◆ **Exercise**: Find every line below where the word "join" occurs, then give how many you found and nothing else.

*** Extracted information Section Begins ***

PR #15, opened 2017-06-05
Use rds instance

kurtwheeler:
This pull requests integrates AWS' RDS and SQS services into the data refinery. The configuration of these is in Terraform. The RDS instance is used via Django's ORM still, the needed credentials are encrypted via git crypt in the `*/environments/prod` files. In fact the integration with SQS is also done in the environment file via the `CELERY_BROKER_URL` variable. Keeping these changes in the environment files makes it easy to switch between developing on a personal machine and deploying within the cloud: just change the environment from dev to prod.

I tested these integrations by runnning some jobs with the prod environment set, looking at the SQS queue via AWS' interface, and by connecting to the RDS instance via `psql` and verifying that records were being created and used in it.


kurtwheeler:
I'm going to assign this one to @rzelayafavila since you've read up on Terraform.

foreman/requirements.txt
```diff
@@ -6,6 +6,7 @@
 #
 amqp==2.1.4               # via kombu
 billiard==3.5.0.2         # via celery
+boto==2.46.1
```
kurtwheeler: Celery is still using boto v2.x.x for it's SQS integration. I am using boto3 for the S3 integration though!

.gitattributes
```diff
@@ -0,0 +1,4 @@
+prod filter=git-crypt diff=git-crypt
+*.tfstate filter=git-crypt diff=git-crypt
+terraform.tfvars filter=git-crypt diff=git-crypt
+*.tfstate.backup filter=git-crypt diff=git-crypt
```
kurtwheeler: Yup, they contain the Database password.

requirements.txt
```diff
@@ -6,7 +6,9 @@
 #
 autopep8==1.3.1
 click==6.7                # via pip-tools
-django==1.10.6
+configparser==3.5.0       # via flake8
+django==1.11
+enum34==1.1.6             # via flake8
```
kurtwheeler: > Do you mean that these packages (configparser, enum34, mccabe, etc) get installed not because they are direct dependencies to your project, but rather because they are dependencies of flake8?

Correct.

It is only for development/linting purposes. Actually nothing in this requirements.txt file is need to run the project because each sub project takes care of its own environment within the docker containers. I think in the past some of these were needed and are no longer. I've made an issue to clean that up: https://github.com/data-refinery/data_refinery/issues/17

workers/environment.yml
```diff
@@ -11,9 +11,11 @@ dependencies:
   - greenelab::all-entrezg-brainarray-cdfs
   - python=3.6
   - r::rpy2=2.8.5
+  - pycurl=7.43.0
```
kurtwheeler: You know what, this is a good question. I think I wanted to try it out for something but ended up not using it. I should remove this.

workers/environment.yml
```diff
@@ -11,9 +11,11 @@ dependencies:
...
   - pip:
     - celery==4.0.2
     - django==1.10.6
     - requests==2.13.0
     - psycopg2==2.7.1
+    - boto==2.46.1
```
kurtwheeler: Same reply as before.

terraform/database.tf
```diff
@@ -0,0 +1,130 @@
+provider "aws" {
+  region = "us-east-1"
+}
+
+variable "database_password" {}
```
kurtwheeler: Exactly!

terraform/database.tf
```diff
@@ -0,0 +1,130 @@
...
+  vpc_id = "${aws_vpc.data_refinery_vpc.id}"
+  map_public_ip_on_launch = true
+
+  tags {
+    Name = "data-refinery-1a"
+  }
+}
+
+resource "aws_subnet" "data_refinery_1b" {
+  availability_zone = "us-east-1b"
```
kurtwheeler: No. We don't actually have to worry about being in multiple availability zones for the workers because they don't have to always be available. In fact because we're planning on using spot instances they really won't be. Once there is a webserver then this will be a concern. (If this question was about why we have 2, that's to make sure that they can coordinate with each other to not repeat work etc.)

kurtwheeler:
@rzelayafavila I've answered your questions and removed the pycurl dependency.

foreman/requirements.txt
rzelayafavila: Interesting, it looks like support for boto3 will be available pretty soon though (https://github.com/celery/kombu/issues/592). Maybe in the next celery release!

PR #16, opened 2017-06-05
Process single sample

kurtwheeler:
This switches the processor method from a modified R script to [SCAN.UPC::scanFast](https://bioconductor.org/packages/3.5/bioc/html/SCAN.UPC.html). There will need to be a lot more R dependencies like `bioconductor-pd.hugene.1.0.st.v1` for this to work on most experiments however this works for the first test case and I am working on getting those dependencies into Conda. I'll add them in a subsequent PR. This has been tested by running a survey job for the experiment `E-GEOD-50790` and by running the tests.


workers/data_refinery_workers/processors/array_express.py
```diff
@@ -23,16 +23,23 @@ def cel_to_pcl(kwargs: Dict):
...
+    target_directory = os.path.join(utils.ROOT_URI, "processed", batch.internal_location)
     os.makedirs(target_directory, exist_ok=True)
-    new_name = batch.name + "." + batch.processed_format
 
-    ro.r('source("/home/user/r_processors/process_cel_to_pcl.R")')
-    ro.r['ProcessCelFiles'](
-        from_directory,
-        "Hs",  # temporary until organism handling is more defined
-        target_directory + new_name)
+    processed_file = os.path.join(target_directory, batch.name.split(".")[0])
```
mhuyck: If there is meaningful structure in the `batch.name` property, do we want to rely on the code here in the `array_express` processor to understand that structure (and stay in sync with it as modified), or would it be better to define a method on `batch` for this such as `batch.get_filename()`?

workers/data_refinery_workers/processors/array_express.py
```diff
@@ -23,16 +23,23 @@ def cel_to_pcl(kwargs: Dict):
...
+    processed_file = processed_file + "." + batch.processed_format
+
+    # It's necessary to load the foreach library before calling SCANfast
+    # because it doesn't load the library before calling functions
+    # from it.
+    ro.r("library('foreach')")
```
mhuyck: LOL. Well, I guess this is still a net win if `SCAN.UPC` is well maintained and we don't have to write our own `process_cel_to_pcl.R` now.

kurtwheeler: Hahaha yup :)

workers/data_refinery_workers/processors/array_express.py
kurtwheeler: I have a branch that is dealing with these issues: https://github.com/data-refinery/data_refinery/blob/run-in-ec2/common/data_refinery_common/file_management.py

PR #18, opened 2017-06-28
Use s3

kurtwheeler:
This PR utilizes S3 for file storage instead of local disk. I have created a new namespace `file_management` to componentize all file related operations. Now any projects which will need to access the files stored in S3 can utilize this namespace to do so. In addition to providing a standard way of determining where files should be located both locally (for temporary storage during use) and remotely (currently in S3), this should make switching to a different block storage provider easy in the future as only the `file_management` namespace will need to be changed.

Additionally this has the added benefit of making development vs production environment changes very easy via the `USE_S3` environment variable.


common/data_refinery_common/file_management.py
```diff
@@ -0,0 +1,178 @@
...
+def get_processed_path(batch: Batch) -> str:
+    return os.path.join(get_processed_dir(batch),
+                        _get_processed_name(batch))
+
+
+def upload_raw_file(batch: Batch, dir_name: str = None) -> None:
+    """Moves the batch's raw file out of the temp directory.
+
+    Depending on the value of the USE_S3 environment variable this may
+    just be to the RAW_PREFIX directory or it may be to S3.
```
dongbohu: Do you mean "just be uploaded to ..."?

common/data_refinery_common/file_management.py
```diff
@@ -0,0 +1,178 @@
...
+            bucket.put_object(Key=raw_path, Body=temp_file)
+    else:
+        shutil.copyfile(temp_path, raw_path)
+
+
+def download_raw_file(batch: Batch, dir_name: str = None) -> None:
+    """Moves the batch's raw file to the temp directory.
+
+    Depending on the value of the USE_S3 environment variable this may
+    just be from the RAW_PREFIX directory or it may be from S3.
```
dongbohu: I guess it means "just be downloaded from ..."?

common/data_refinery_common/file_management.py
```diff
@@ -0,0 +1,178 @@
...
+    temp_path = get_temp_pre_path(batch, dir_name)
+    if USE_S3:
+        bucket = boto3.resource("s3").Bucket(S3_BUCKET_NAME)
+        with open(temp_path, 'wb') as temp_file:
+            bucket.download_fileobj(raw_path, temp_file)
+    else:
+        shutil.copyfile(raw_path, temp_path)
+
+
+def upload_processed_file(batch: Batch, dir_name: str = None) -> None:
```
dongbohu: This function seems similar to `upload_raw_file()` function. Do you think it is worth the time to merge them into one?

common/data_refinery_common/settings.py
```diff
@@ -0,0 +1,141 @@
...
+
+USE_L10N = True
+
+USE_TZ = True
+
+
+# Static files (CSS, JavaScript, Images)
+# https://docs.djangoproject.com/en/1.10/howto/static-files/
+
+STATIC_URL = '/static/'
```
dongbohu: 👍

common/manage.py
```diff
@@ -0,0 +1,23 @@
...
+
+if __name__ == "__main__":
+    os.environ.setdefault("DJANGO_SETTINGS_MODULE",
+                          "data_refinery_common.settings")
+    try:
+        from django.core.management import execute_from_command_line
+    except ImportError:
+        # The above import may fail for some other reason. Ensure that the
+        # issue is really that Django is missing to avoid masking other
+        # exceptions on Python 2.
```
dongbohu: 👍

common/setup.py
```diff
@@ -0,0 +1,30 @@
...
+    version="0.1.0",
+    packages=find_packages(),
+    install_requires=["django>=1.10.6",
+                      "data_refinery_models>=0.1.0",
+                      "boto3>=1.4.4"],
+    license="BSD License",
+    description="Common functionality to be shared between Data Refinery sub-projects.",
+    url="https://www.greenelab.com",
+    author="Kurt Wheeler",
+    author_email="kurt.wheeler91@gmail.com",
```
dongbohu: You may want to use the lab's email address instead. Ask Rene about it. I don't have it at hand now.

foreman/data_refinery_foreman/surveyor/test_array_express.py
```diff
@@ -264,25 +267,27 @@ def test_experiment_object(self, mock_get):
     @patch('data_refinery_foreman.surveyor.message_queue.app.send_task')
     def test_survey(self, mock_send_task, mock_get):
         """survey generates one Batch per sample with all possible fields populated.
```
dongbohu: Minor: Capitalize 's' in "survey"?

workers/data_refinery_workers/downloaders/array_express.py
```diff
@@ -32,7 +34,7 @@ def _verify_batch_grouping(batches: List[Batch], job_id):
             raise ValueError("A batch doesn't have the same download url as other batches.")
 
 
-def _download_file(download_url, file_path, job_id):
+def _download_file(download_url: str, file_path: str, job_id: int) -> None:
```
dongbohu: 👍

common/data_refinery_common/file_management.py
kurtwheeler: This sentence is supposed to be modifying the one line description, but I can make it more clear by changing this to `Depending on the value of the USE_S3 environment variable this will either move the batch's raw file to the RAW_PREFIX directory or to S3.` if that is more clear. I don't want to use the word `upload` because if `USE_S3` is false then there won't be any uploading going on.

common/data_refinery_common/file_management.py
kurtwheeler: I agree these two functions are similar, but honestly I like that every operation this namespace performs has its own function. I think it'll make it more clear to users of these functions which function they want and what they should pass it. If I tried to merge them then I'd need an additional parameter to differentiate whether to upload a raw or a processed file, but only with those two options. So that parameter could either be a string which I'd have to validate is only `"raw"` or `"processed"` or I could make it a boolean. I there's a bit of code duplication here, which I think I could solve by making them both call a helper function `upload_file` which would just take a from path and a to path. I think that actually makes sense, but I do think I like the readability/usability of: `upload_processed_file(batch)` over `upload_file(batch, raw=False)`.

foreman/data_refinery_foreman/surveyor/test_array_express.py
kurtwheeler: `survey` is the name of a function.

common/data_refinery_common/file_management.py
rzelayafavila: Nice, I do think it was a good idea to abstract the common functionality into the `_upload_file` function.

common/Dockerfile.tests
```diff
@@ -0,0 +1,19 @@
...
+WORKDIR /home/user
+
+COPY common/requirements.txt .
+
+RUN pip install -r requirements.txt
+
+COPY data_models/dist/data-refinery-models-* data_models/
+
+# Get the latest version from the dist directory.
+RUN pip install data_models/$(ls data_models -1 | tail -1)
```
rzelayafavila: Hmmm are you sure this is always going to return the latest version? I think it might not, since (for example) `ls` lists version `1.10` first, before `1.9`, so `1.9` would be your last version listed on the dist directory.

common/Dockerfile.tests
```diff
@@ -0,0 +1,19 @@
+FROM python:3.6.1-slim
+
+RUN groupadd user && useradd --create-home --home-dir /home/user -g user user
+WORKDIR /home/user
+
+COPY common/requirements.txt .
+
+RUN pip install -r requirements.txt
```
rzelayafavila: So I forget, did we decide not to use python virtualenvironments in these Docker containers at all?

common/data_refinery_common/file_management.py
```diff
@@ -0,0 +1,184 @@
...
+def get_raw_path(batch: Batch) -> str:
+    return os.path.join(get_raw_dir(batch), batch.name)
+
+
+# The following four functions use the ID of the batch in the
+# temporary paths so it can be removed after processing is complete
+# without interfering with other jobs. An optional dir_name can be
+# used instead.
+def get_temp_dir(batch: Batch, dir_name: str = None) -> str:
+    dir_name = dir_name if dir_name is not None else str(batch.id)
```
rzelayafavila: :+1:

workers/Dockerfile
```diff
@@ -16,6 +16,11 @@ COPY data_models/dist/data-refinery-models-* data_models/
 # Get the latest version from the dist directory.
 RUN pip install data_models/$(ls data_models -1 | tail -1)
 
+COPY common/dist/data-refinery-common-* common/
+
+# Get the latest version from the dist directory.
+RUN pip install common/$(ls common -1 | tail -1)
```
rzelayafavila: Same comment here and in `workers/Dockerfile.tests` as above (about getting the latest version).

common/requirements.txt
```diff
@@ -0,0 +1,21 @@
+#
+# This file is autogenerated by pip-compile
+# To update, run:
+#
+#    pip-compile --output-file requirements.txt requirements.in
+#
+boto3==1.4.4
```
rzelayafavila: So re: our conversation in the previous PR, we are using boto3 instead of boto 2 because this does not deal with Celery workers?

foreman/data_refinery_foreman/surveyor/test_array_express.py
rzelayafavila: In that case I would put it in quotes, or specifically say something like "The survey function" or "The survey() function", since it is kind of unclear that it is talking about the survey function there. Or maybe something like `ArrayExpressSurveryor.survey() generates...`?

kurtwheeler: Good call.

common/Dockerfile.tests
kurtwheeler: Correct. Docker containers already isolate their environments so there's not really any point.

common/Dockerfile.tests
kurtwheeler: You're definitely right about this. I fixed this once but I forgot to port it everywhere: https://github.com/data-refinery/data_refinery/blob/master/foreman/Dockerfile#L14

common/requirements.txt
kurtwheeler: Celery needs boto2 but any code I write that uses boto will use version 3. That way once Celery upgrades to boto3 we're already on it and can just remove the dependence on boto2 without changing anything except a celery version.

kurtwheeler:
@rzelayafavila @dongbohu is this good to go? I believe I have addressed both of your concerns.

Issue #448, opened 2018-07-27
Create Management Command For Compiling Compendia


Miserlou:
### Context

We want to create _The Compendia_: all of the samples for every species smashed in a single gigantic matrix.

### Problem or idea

*** Extracted information Section Ends ***

◆ **Final answer**: 4